It’s always a pleasure to unpack a delicious, healthy lunch on a Monday. Today’s was leftovers from a dinner I cooked on Saturday – I enjoyed it and thought I’d share the recipe.
Red Quinoa and Greens with Fried Tofu Triangles
- 1 cup Red Quinoa
- 2 cups water
- 1/2 tsp salt
- 1 small shallot, finely diced
- 1 bunch greens, coarsely chopped (I used Yukina Savoy)
- 1 package of extra firm tofu
- 1/2 cup flour
- 1 tbsp seasoning salt (I used Texas Hot Salt), or your own mixture of salt and spices
- 4 tablespoons oil, divided
- Prepare the tofu: If you have time, remove the tofu from the package and press between two plates lined with paper towels. This is not absolutely necessary but will help dry it out.

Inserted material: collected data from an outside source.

PR #3787, opened 2022-12-02
Document ruby version error fix

JamesCGDS:
This PR documents a fix for an error that can occur following setup when running an application where the installed Ruby version is inconsistent with the Ruby version specified in the application's `Gemfile`.

### DIFF
--- a/source/manual/get-started.html.md
+++ b/source/manual/get-started.html.md
@@ -423,7 +423,7 @@ ruby -v (which should display version Y)
 
 If `ruby -v` returns a different version, try restarting the terminal. Otherwise, if the error persists:
 
-1. Add the `rbenv` Ruby binary, and initialisation command, to your `~/.zshrc` file as shown below:
+1. If you're using `zshell`, add the `rbenv` Ruby binary and initialisation command to your `~/.zshrc` file as shown below:
 
 ```
 export PATH="$HOME/.rbenv/bin:$PATH"
--- a/source/manual/get-started.html.md
+++ b/source/manual/get-started.html.md
@@ -409,6 +409,29 @@ Signon](https://signon.publishing.service.gov.uk/users/invitation/new), at 'Norm
 the 'Release' app only. No permissions should be given for other applications, until [production access](/manual/rules-for-getting-production-access.html)
 is granted.
 
+## Troubleshooting
+
+### Your Ruby version is [version X], but your Gemfile specified [version Y]
+
+To fix this, run the following command in your terminal:
+
+```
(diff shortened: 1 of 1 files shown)


source/manual/get-started.html.md
```diff
@@ -409,6 +409,29 @@ Signon](https://signon.publishing.service.gov.uk/users/invitation/new), at 'Norm
...
+
+```
+rbenv install [version Y]
+rbenv local [version Y]
+ruby -v (which should display version Y)
+```
+
+If `ruby -v` returns a different version, try restarting the terminal. Otherwise, if the error persists:
+
+1. Add the `rbenv` Ruby binary, and initialisation command, to your `~/.zshrc` file as shown below:
```
andysellick, line 426: Is everyone on GOV.UK using zshell? If we are then fine, but alternatives are available. It shouldn't block this PR, but  maybe worth adding something like `if you're using zshell...`

andysellick (approved):
Great addition 👍

source/manual/get-started.html.md
JamesCGDS: Cool thanks Andy, have updated

kevindew:
Sorry to be a pain, but I'm not sure this should be added to our docs (or at least this page) as I think it risks causing some confusion.

I think it could cause confusion because it conflicts with https://github.com/alphagov/govuk-developer-docs/blob/main/source/manual/get-started.html.md#6-set-up-govuk-docker that states govuk-docker is the supported dev environment and rbenv is not, whereas these commands are not for govuk-docker.

The other point of confusion is that I'm not sure where this resolution fits into this getting started guide, as I'm not aware that the steps listed in this page require setting up Ruby so I don't think you should experience the issue the fix is documented when following the steps.

I also think, should we had a good spot for rbenv tips, that we'd want to link directly to the rbenv docs on how to install: https://github.com/rbenv/rbenv#using-package-managers. As this instruction is slightly off (you don't need the path step) and the rbenv docs can handle other shells.

ChrisBAshton:
Hi @JamesCGDS, just doing a pre-Christmas tidy-up! 👋 

Did you see Kevin's comment above? Please respond if this is still in progress, or close the PR if you don't intend to merge it.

- Cook the quinoa: bring 2 cups of water to a boil. Rinse the quinoa thoroughly in a strainer, then add to the boiling water along with the 1/2 tsp salt. Bring to a simmer, cover, and simmer for 15 minutes or until the quinoa grains have unfurled. (Not all the water may be absorbed).
- While the quinoa is cooking, prepare the greens: heat 1 tbsp oil in a large pan/skillet and sautee the shallot over medium heat until softened, but not browned. Add the greens and continue to sautee, turning the heat down to avoid burning the greens.

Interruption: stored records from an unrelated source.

PR #3795, opened 2022-12-09
Update Content Security Policy for new reporter

kevindew:
This does an overall update of our Content Security Policy documentation, which hasn't really been changed since 2019. It's updated to reflect the current status of the work and the somewhat long history.

We now have a new report system [1] which means we can now query reports again, this includes documentation on how to query the reports.

[1]: https://github.com/alphagov/govuk-aws/pull/1664

### DIFF
--- a/source/manual/content-security-policy.html.md
+++ b/source/manual/content-security-policy.html.md
@@ -14,21 +14,74 @@ the browser.
 CSP can be run in two modes - *report only*, where violations of the policy are reported to a given endpoint but
 allowed to execute, and *enforcement*, where violations are blocked.
 
+## GOV.UK CSP History
+
+As of 2022, GOV.UK has been working, on and off, towards adding a CSP to the public www.gov.uk website for a number of
+years. We have configured one that has been running on the frontend applications, in report only mode, since 2019.
+We track this incomplete implementation as [tech debt](https://trello.com/c/lxxx5XLZ/178-govuk-has-a-half-implemented-content-security-policy-csp).
+
+We continue to aspire to have the CSP set to enforcement mode and intend to enhance it to forbid [`unsafe-inline`][unsafe-inline]
+scripts and styles (in applicable applications) before launching it.
+
+[unsafe-inline]: https://content-security-policy.com/unsafe-inline/
+
 ## How the policy is set
 
-The specific policy that is sent with a request to the browser as an HTTP header is defined in the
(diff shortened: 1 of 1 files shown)


source/manual/content-security-policy.html.md
```diff
@@ -14,21 +14,74 @@ the browser.
...
+
+As we receive high volumes of false positive alerts, it is likely we will remove the reporting functionality once
+a CSP is enforced.
+
+[lambda]: https://github.com/alphagov/govuk-aws/blob/main/terraform/lambda/CspReportsToFirehose/index.mjs
+
+### Querying violations
+
+Athena is available through the AWS control panel. To access, [log into AWS](/manual/get-started.html#sign-in-to-aws),
+navigate to [Athena](https://eu-west-1.console.aws.amazon.com/athena) and select the `csp_reports` database. The
```
KludgeKML, line 57: When you go to athena, there's a pre-query landing page where it took me a good 30 seconds to work out that I had to choose a query before I got to the point where I could choose "csp_reports" - possibly mention that?

(Also, on production this works fine, but on integration you can't run a query yet because "Before you run your first query, you need to set up a query result location in Amazon S3.")

kevindew: Ooh what do you get when you visit https://eu-west-1.console.aws.amazon.com/athena ? I get the query editor 

Yeah I'm trying to get the latter sorted in all environments with: https://github.com/alphagov/govuk-aws/pull/1668

KludgeKML: Ah, _now_ I get the query editor, but the first time I did it I got bounced to the Athena landing page (https://eu-west-1.console.aws.amazon.com/athena/home?region=eu-west-1#/landing-page). So it's obviously only a thing if you've never used Athena before (but I might argue most people suddenly reading this on 2L or wherever might not have used Athena before).

kevindew: Great thanks for sharing. I'll update.

kevindew: I've pushed [d5e5b55](https://github.com/alphagov/govuk-developer-docs/pull/3795/commits/d5e5b55366420c71079ee7686359a38daa42c816) which now uses an anchor to link directly to the query editor.

KludgeKML (approved):
LGTM

PR #3797, opened 2022-12-12
Rewrite docs around DNS management

ChrisBAshton:
Removes some of the duplication and out of date content.

### DIFF
--- a/source/manual/dns.html.md
+++ b/source/manual/dns.html.md
@@ -9,7 +9,7 @@ parent: "/manual.html"
 
 GOV.UK is responsible for managing several DNS zones.
 
-By default, zones are hosted by AWS (Route 53) and Google Cloud Platform (Cloud DNS).
+By default, zones are hosted by AWS (Route 53) and Google Cloud Platform (Cloud DNS). We use both for redundancy.
 
 As of December 2022, there are 61 hosted zones. A list is retrievable from a terminal using:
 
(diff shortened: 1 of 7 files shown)


source/manual/dns.html.md
```diff
@@ -31,80 +27,34 @@ We use a few domains:
...
-2. `apply` in each DNS provider until you see that your changes has been applied.
-    There are [circumstances where terraform is not able to apply the changes](#google-based-caveats)
-    in 1 run and need **multiple** runs.
+1. Make the changes in govuk-dns-config (see [example](https://github.com/alphagov/govuk-dns-config/pull/851))
+1. Deploy the changes via the [Deploy_DNS Jenkins job](https://deploy.blue.production.govuk.digital/job/Deploy_DNS/). You'll need production admin access to do this.
 
-Deployment is done by first obtaining (first time set up) your GitHub credentials
-by creating a read-only GitHub personal access token. This [GitHub personal access token](https://github.com/settings/tokens) should be created with the `read:org`
-scope only.
+Deploying is a multi-step process:
```
MartinJJones, line 40: Content looks good to me, I think we just need to bump up the list numbers however, all steps are currently showing as "1".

- Assemble the quinoa: drain the cooked quinoa using a fine strainer and add to the greens. Taste and season as needed.
- Fry the tofu: Cut the tofu into triangles. On a plate or in a shallow bowl, combine the flour and seasoned salt. In a skillet, heat 3 tbsp of oil until shimmering. Dip each piece of tofu in the flour mixture and fry, not crowding the pan too much. Flip once when lightly browned (should take 3-5 minutes per side). Remove to a plate (you can keep warm in a toaster oven if necessary).
- Serve the tofu triangles on top of the quinoa.